RNNs from Scratch: Part 3 - Training and Analyzing Dynamics

Introduction

After training our RNN on sequence classification, we can analyze its internal dynamics. How do hidden states evolve over time? What temporal patterns does the network capture?

Training Results

Our 2-layer RNN achieves:

Training accuracy: ~95%
Test accuracy: ~93%
Convergence within 30-50 epochs

The training curves show characteristic RNN behavior: initial rapid learning followed by gradual refinement.

Training Loss and Accuracy Curves — Figure 1: Training and validation metrics across epochs.
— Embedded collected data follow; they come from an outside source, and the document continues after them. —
PR #515, opened 2020-04-23
WIP: Translation

MartijnDijkgraaf:
Hey Sebastian,

I've created a start the the possibility to translate Squidex. I only translated the home-page because I wanted to see what you thoughts about it are.

For this features I made use of [ngx-translate](https://github.com/ngx-translate/core). In the backed I added some options, the first options is the language which the CMS will use, currently you can only choose between English and Dutch. The second option is the options to let te browser make the choice, also here it can only choose between English and Dutch.

The last option 'languageFolder' give the user the possibility to enter a url to a folder where the json files are stored. for example, is the user wants a German translations, he has to change the language to 'de' and add and url to the folder where there is a de.json and en.json file available. That en.json is for the fallback (maybe we can fix that later in something more user friendly).

But that's wat I wanted to show you, im not sure if you should merge it already into the master, but I couldn't find another way to let you review and see the code.

Kind regards,
Martijn


SebastianStehle:
Thank you for very much, I have some questions / comments:

1. Why do you use ngx-translate and not angular itself? I think angular has the helpful feature to generate the translation files.

2. I think we should keep the frontend stuff out of the backend. It was a painful process to seperate them ;)

MartijnDijkgraaf:
Hey, No problem, In the end it benefits us all.

1. I looked into i18n from Angular and the ngx-translate. The main problem everbody had with i18n was that you needed multiple builds. Thats not a problem if you want to support a fixed number of languages (en, fr,de,nl). But at the moment you need to add another one, it's getting really messy. 

But maybe I can make another pull request with the i18n from Angular, then we can see the real difference.

2. You mean the options in appsettings.json? or the locale folder? The appsetting.json settings can we maybe move to the GUI, maybe add a flag option.
if we add a flag options, the i18n option can work, because then we have a fixed number of languages. 

I will try and make another pull request this weekend (no strings attached). With the i18n one and maybe the separation of the frontend en backend stuff.

Also, im trying to learn Squidex and Angular on the go, so if you have any comments or tips, please let them know. Even if it sucks :D.

SebastianStehle:
About 1: I was no aware about the problem with angular i18n. You are right, that sucks.

Is there any translation tool for ngx-translate? If not we could write one. A little bit of regex would be enough.

About 2: Mainly the ngx-folder

MartijnDijkgraaf:
1. There isn't a tool like i18n has, that it recognises the translatable text.
But if we fill the English json file manually we can edit the other language files with  [Babeledit](https://www.codeandweb.com/babeledit. (it's 35 euro incl VAT). 

2. Maybe its the lack of coffee but I don't see the ngx-folder, or do you mean wwwroot > **locale**.

SebastianStehle:
1. I know, how hard can it be?

I would write a custom i18n attribute, then loop over all the templates and use a regex (`i18n="(?<Key>.*)">(?<Text>.*)<\/span>`) To get the texts and put them in the translation file.

This also has the other advantage, that when a translation is not complete, you can but in the english version as well.

We also need an automated solution for the initial work, because going over all files is boring and time intensive.

2. Yes, I mean the locale folder.

MartijnDijkgraaf:
I just read something about the i18n from Angular, that on the long term it will make ngx-translate useless. So I think for the benefit of Squidex and its future, i should make a poc with Angular's i18n.

Then we can see the benefits of both and make a choice.

2. I tried to put that folder initially in the frontend, but I couldn't make the folder available for the 'server'? I knowledge about Webpack is not that big, but ill try it again.

3. Is there a way to make the `nom make` faster? the waiting times are a pain in the ass at this moment.

Summary:
I'll make a PoC with i18n so we can see the benefits of both choices. I keep you updated.

MartijnDijkgraaf:
I just read something about the i18n from Angular, that on the long term it will make ngx-translate useless. So I think for the benefit of Squidex and its future, i should make a poc with Angular's i18n.

Then we can see the benefits of both and make a choice.

I tried to put that folder initially in the frontend, but I couldn't make the folder available for the 'server'? I knowledge about Webpack is not that big, but ill try it again.

Is there a way to make the nom make faster? the waiting times are a pain in the ass at this moment.

Summary:
I'll make a PoC with i18n so we can see the benefits of both choices. After that we/I can think about solutions for problems we face on that moment. 

I keep you updated.

SebastianStehle:
About npm: no, sorry....but once you have the initial setup done, you can keep npm start open, incremental builds are faster

MartijnDijkgraaf:
Is there a way to use the ng cli tool? because the `ng xi18n` function doesn't work because it needs a project definition. 

Otherwise I will look into the i18nOutFile options for the AngularCompilerPlugin in webpack, but right now I couldn't get any of this to generate the files for the translation...

MartijnDijkgraaf:
For me personally the ng i18n one is a no go...its hard to make it work and in the end you still have to deploy each language-specific version separately. So for me is ngx-translate the best choice.

SebastianStehle:
Makes sense as long as we abstract away the implementation, we can easily switch later.

MartijnDijkgraaf:
I have some time next week, so im going to make it as abstract as possible.

Ruud-cb:
Just want to share my 2 cents on translating. I've also used `ngx-translate`, in terms of tooling you could use Visual Studio and your C# project with the [ResXManager](https://marketplace.visualstudio.com/items?itemName=TomEnglert.ResXManager).

By using T4 files, you can generate the .json files easily. Since it's a relative directory from the backend that wouldn't be that hard to generate. Also gives you the possibility to use translatable 'things' on the backend as well if needed.
Have a look here: https://stackoverflow.com/questions/373388/best-way-to-implement-multi-language-globalization-in-large-net-project/35813707#35813707

MartijnDijkgraaf:
Hey, I'm back,

I had some things i needed to fix first, and my MacBook crashed. But when my workplace is set up I will look at this further. Where every form of help is appreciated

Visualizing Hidden State Dynamics

Hidden State Trajectories

Each hidden unit traces a trajectory over time:

Some units respond to specific input patterns
Others integrate information across multiple time steps
The tanh non-linearity keeps activations bounded

Hidden States Visualizations — Figure 2: Trajectories of the hidden cell state activation values over time steps.

Temporal Integration

By examining hidden state plots, we observe:

Short-term memory: Some units respond transiently to inputs
Long-term integration: Others accumulate evidence over time
Oscillatory patterns: Some units show rhythmic activation

The Vanishing Gradient Problem in Practice

Gradient Flow Analysis

During backpropagation, gradients must flow through all time steps:

\frac{\partial L}{\partial W} = \sum_t \frac{\partial L}{\partial h_t} \cdot \frac{\partial h_t}{\partial W}

For long sequences, early time steps receive vanishingly small gradients.

Empirical Observation

We observe that:

Later time steps have stronger gradient magnitudes
Early time steps learn more slowly
This limits the effective context window

Why LSTMs and GRUs Were Invented

The vanishing gradient problem motivated gated architectures:

LSTM: Introduces cell state with additive updates
GRU: Simplifies with reset and update gates
Both create gradient "highways" for long-range flow

RNNs vs Transformers

Computational Complexity

RNN: $O(T)$ sequential operations (cannot parallelize)
Transformer: $O(1)$ parallel operations (full attention)

Memory Characteristics

RNN: Fixed-size hidden state (information bottleneck)
Transformer: Full sequence in memory (quadratic scaling)

Use Cases

RNN: Streaming/online inference, resource-constrained settings
Transformer: Batch processing, tasks requiring long-range context

Conclusion

RNNs provide an elegant framework for sequence modeling through recurrence. While Transformers dominate many tasks, RNNs remain valuable for streaming applications and as building blocks for more complex architectures like LSTMs.